O’Melveny & Myers special counsel Scott Pink.

Last week, Boston became the second-largest U.S. city to ban the use of facial recognition software.

“Boston should not use racially discriminatory technology that threatens the privacy and basic rights of our residents,” said the bill’s co-sponsor and Boston City Councilor At-Large Michelle Wu, according to local media. “Community trust is the foundation for public safety and public health.”

Boston’s ordinance was passed as recent U.S. protests called for police reform in the wake of George Floyd’s death while being restrained by a police officer. Various cities in Massachusetts and California have previously prohibited their governments from leveraging facial recognition software, in fear of inaccuracies and surveillance that limits civil liberties.

But as public discourse heats up over police protocol and surveillance tech, O’Melveny & Myers special counsel Scott Pink says the private sector’s usage of the tech will be impacted by shifting public opinion. In an interview with Legaltech News, he also discusses  why a new proposed California law may usher in a new legislative tactic for regulating facial recognition tech.

This interview has been edited for brevity and length.

Legaltech News: What are the ramifications of Boston’s recent banning of facial recognition tech usage by the city government?

Scott Pink: I think it’s showing a trend among at least local city governments to revisit the usage of facial recognition technology in law enforcement. I think that is probably being spurred by recent events and the protests across the country regarding policing. There have been earlier efforts to ban by other governments but I think you’ll see further increasing scrutiny of these technologies to make sure they are properly used and implemented.

What do these government-usage bans mean for the private sector that develops and uses these technologies?

They don’t have a direct impact. I think it depends on how they’re being used. There’s certainly a comfort level for certain kinds of security, such as access to a cellphone or those types of things, which a consumer may have control over. But these bans might impact other usage in the private sector. [Such as] how is this being used in allowing access to a facility or things that might be akin to how law enforcement uses it.

What are you advising clients that may develop or leverage facial recognition software about how the recent bans impact them?

When you start getting into the biometric area, I generally will tell clients notice of consent is advisable in general. [It] may not be required but is often advisable to do that so consumers are completely comfortable in how their data is being used.

However, I do think the California Assembly Bill 2261 is an effort, at least by California, to put some parameters around the use of technology and incorporate the concept of consent except in certain circumstances, and demonstrating accuracy.

How could California’s Assembly Bill 2261, if passed, be a game-changer for facial recognition software regulations in the U.S.?

It’s certainly similar to Illinois’ [Biometric Information Privacy Act] in that it requires consent in many circumstances except for certain photo security scenarios under the definition of law that you have to have probable cause that they’ve committed a serious crime. So the use in security may be somewhat impacted because you have to have a more robust screening procedure.
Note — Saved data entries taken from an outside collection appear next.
PR #1071, opened 2023-09-21
New graph api prototype

titaiwangms:
Where we use PyTorch API: https://github.com/pytorch/pytorch/blob/main/torch/onnx/_internal/fx/fx_onnx_interpreter.py
The old API: https://github.com/microsoft/onnxscript/blob/main/onnxscript/function_libs/torch_lib/graph_building.py

Related issue and discussion: https://github.com/microsoft/onnx-converters-private/issues/158

The PR uses three component to build the graph: Tensor, Node, Graph.

Tensor:
- Add shape and dtype
- Add onnx_type
- Add `to_onnx_value_info()`
- TODO: Should we make `onnx_type` an object/class?

Node:
- inputs and outputs
- operators
- attributes
- onnx_function(optional)
- `to_node_proto()`

Graph:
- inputs and outputs
- initializers
- nodes
- function_store
- `to_onnx_model()`
- TODO: `load_from_onnx()`

TODO:
1. multiple outputs test
2. subgraph test
3. opset_imports
4. doc_string
5. Should we keep evaluator? We could use `add_node` to directly insert node into graph
6. graph sorting

### DIFF
--- a/onnxscript/function_libs/torch_lib/new_graph_prototype.py
+++ b/onnxscript/function_libs/torch_lib/new_graph_prototype.py
@@ -83,8 +83,8 @@ class Tensor:
             )
         self._name = name
         self._nparray = nparray
-        self._shape = shape or nparray.shape
-        self._dtype = dtype or nparray.dtype
+        self._shape = nparray.shape if nparray is not None else shape
+        self._dtype = nparray.dtype if nparray is not None else dtype
         # FIXME(justinhuby): Create a better way to determine the opset version
         self._opset: Any = opset or onnx_opset.opset18
         self._onnx_type = onnx_type
@@ -407,13 +407,15 @@ class Node:
 
 # TODO(titaiwang): How we deal with subgraph?
 class Graph:
-    def __init__(self) -> None:
+    def __init__(self, producer_name="pytorch") -> None:
         # All the functions used, deduplicated by name
         # key: (name, domain)
         self._function_store: Dict[Tuple[str, str], onnxscript.OnnxFunction] = {}
         self._nodes: List[Node] = []
         self._inputs: List[Tensor] = []
         self._outputs: List[Tensor] = []
+        self._initializer: List[Tensor] = []
+        self._producer_name: str = producer_name
         # TODO: what are these two string for?
         self._doc_string: str = ""
         self._name: str = ""
@@ -438,10 +440,39 @@ class Graph:
     def add_output(self, tensor: Tensor):
         self._outputs.append(tensor)
 
+    # TODO(titaiwang): this function is not friendly to users when
+    # they want to build the graph from scratch, as they need to
+    # manually set the value to initializers, so we need another
+    # method to get all initializers from the graph `self.initializers`
+    @runtime_typing.checked
+    def add_initializer(self, tensor: Tensor, name: str):
+        pass
+
+    def _get_constant_tensors(self) -> Dict[str, Tensor]:
+        input_const = [tensor for tensor in self._inputs if not tensor.is_fake]
+        output_const = [tensor for tensor in self._outputs if not tensor.is_fake]
+        node_related_const = [
+            tensor
+            for node in self._nodes
+            for tensor in (node.inputs + node.outputs)
+            if not tensor.is_fake
+        ]
+        return {
+            tensor.name: tensor for tensor in input_const + output_const + node_related_const
+        }
+
+    @property
+    def initializers(self) -> List[Tensor]:
+        return self._initializer or self._get_constant_tensors()
+
     def _to_onnx_graph(self) -> onnx.GraphProto:
         # convert tensor to tensor value info according to the onnx_type
         input_value_infos = [tensor.to_value_info() for tensor in self._inputs]
         output_value_infos = [tensor.to_value_info() for tensor in self._outputs]
+        # convert initializer
+        initializer = [
+            constant_tensor.to_value_int() for constant_tensor in self.initializers.values()
+        ]
         # convert node to node proto
         node_value_infos = [node.to_node_proto() for node in self._nodes]
         # convert graph to graph proto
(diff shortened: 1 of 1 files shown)


onnxscript/function_libs/torch_lib/new_graph_prototype.py
```diff
@@ -0,0 +1,626 @@
...
+    str,
+    int,
+    float,
+    bool,
+    None,
+]
+
+
+class GraphTensor(onnxscript_tensor.Tensor):
+    """An implementation of ONNX Tensors, based on a wrapper around numpy arrays.
```
gramalingam, line 45: Is this meant to be a wrapper around torch.Tensor?

onnxscript/function_libs/torch_lib/new_graph_prototype.py
```diff
@@ -0,0 +1,626 @@
...
+            self._shape = tuple(
+                dim if isinstance(dim, int) else str(dim) for dim in torch_tensor.size()
+            )
+        # FIXME(justinhuby): Create a better way to determine the opset version
+        self._opset: Any = opset or onnx_opset.opset18
+
+        # TODO: Type class?
+        # NOTE: This is used to determine the type of the tensor
+        # when we convert it to onnx graph
+        if onnx_type not in {"tensor_type", "sequence_type", "optional_type"}:
```
gramalingam, line 73: I am not sure about this. This sounds like an implicit coercion/cast of a tensor into a sequence of tensors or optional tensor. It may be simpler and better to make such cast explicit in the IR.

gramalingam:
I do have a very high-level question: what is the goal/intention of this IR? It would be good to have a list of use-cases and scenarios it is intended to support.

onnxscript/function_libs/torch_lib/new_graph_prototype.py
```diff
@@ -0,0 +1,626 @@
...
+    "GraphTensor",
+]
+
+
+ValidArgumentType: TypeAlias = Union[
+    "GraphTensor",
+    Sequence["GraphTensor"],
+    Sequence[float],
+    Sequence[int],
+    str,
```
gramalingam, line 36: Assuming this corresponds to AttributeProto, `Sequence[str]` is missing

onnxscript/function_libs/torch_lib/new_graph_prototype.py
```diff
@@ -0,0 +1,626 @@
...
+from onnxscript._internal import param_manipulation, runtime_typing
+
+__all__ = [
+    "Graph",
+    "GraphEvaluator",
+    "GraphTensor",
+]
+
+
+ValidArgumentType: TypeAlias = Union[
```
gramalingam, line 31: Maybe something like `Attribute` or `AttributeLike` would be a more meaningful name

onnxscript/function_libs/torch_lib/new_graph_prototype.py
gramalingam: Ok, on further looking at the code, it seems to me that this is meant to be a static representation of a runtime value. In that case, it would be better to rename the class (to something like `Value` or `Var`), and to _not_ inherit from Tensor.

onnxscript/function_libs/torch_lib/new_graph_prototype.py
gramalingam: Also needs a way to represent Graphs, for control-flow ops.

onnxscript/function_libs/torch_lib/new_graph_prototype.py
gramalingam: nit: the type-representation is incomplete. a sequence-type must describe the element-type too.

onnxscript/function_libs/torch_lib/new_graph_prototype.py
```diff
@@ -0,0 +1,626 @@
...
+            n_outputs=n_outputs,
+        )
+        self._function = function
+
+    @property
+    def function(self) -> onnxscript.OnnxFunction:
+        return self._function
+
+
+class ModuleNode(Node):
```
gramalingam, line 314: Not sure I understand this. Seems pytorch-specific.

gramalingam:
> I do have a very high-level question: what is the goal/intention of this IR? It would be good to have a list of use-cases and scenarios it is intended to support.

Just answering my question based on my understanding: looks like this is motivated by the needs of the trace-only onnxscript function construction, is that correct? (So, it's a replacement for what's in there for that purpose?

onnxscript/function_libs/torch_lib/new_graph_prototype.py
gramalingam: We either need equivalent classes to represent these types (or must use strings like "sequence(tensor(int64))" as used in ONNX, but classes may be better).

onnxscript/function_libs/torch_lib/new_graph_prototype.py
gramalingam: answer: not really. a "constant value" (represented by a torch.Tensor or numpy.array) is a special case of the more general "value" class that this corresponds to.

onnxscript/function_libs/torch_lib/new_graph_prototype.py
```diff
@@ -0,0 +1,626 @@
...
+
+###################################################################################################
+
+
+class Node:
+    def __init__(
+        self,
+        namespace: str,
+        op_name: str,
+        inputs: List[GraphTensor],
```
BowenBao, line 185: Why is `outputs: List[GraphTensor]` not part of initializer args?

justinchuby:
@shubhambhokare1 talked with me on evolving the PR. We think it would be possible to use a feature flag to control which implementation to use, and hide the new logic under the same apis. @shubhambhokare1 will look into doing this and enabling the torchlib tests. Thanks!

onnxscript/function_libs/torch_lib/new_graph_prototype.py
gramalingam: Specifically, inheriting from onnxscript's Tensor doesn't sound right here.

The second thing is, it sort of puts the onus on the providers of the tech to reach a certain level of accuracy that hasn’t been part of any statute.

On the flip side from the company point of view, it gives them a somewhat clear set of guidelines into when they can use it [for] and the appropriate circumstances, which I think is helpful for both protecting individual rights and the private sector to know the rules of the road. [With this law] they aren’t trying to guess on a case-by-case basis what is permitted based on a lawsuit or claims made.
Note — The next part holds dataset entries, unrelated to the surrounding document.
PR #1088, opened 2023-10-11
Fix randint dtypes | test(torchlib)

justinchuby:
Fix test input types for randint by replacing float input tests to integer inputs.


fatcat-z (approved):
LGTM, thanks!

PR #1108, opened 2023-10-24
Use Rank and IsScalar | feat(torchlib)

justinchuby:
Use the common Rank and IsScalar functions in torchlib.

Follow up of https://github.com/microsoft/onnxscript/pull/1105


justinchuby:
Blocked by https://github.com/onnx/onnx/issues/5701

titaiwangms (approved):

PR #1112, opened 2023-10-25
Experimental flag for controlling initializers as inputs | feat(torchlib)

justinchuby:
Create a flag `TORCHLIB_EXPERIMENTAL_INITIALIZERS_AS_INPUTS=1` to mark initializers as inputs to the model.

**This flag is experimental only for ONNX Runtime training and should not be assumed to exist in production.**

Reference: https://github.com/microsoft/onnx-converters-private/issues/182

Tested with the open-llama model with `transformers==4.31.0` with script https://gist.github.com/abock/2115d34d98df15a77516e8a2899b121c

image


onnxscript/function_libs/torch_lib/graph_building.py
```diff
@@ -749,14 +750,17 @@ def to_model_proto(
 
         large_model = initializers_size > _LARGE_MODEL_SIZE_THRESHOLD
 
+        # TODO(justinchuby): If initializers is empty, do we still know which ones are initializers? Should we use the defer_weight_export argument?
```
justinchuby, line 753:
```suggestion
```

We do

BowenBao (commented):
I feel like though this requirement is more naturally satisfied on exporter side by adding an option that allows adjusting the `include_initializer` flag that decides this, wdyt?

onnxscript/function_libs/torch_lib/_flags.py
```diff
@@ -0,0 +1,11 @@
+"""Experimental flags.
+
+NOTE: These flags are experimental only. Any flag here can be removed at any
+time without notice.
+"""
+
+import os
+
+EXPERIMENTAL_INITIALIZERS_AS_INPUTS: bool = (
```
BowenBao, line 9: nit: add a comment explaining the behavior?

onnxscript/function_libs/torch_lib/_flags.py
```diff
@@ -0,0 +1,11 @@
+"""Experimental flags.
+
+NOTE: These flags are experimental only. Any flag here can be removed at any
```
BowenBao, line 3: Should we emit warning whenever flag uses under this file is detected?

justinchuby: Good idea

BowenBao: And raise error when this flag is removed but still used by user.

BowenBao (approved):

onnxscript/function_libs/torch_lib/_flags.py
justinchuby: Done. Added as string. PTAL

onnxscript/function_libs/torch_lib/_flags.py
justinchuby: Done

onnxscript/function_libs/torch_lib/_flags.py
```diff
@@ -0,0 +1,41 @@
...
+    deprecated: bool = False,
+) -> bool:
+    """Load a boolean flag from environment variable.
+
+    Args:
+        name: The name of the environment variable.
+        this_will: A string that describes what this flag will do.
+        deprecated: Whether this flag is deprecated.
+    """
+    state = os.getenv(name) == 1
```
justinchuby, line 26:
```suggestion
    state = os.getenv(name) == "1"
```

BowenBao (approved):

justinchuby:
Thanks for reviewing!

Some tech companies that have recently paused or ended their selling of facial recognition technology to law enforcement, say there needs to be a federal law governing facial recognition technology. What do you think that type of law would look like?
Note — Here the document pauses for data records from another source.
Issue #1110, opened 2023-10-24
[torchlib][tracking] Handle Gemm with a graph rewriting pass


justinchuby:
Handle Gemm with a graph rewriting pass instead of hard coding the branching logic

https://github.com/microsoft/onnxscript/issues/1089

PR #1113, opened 2023-10-25
Use Gemm to implement addmm | fix(torchlib)

justinchuby:
When I looked at the test coverage for `addmm` (below), I realized mat1 and mat2 are always 2d tensors. So the rank check is redundant. `addmm` is now fully mapped to `Gemm`, which should completely resolve https://github.com/microsoft/onnxscript/issues/1089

I think the California assembly bill reflects, to what I understand, what some in the industry is comfortable with. It’s a regulation that allows it [using facial recognition software] but provides some rules of the road.

If I was looking at [a national facial recognition law] on behalf of the industry I would say it has to be a law that recognizes that it’s permissible and provides a set of standards that can be reasonably implemented commercially so it doesn’t become so difficult to implement and is basically a ban. But [also that it’s] not so lax [that] perhaps you get some confusion about what it means. I think it has to be a well-thought-out standard that prescribes when consent notice is required, allows for appropriate exceptions for security [and other matters] when it may not be realistic or appropriate, and provides a standard that companies can reasonably reach to ensure accuracy.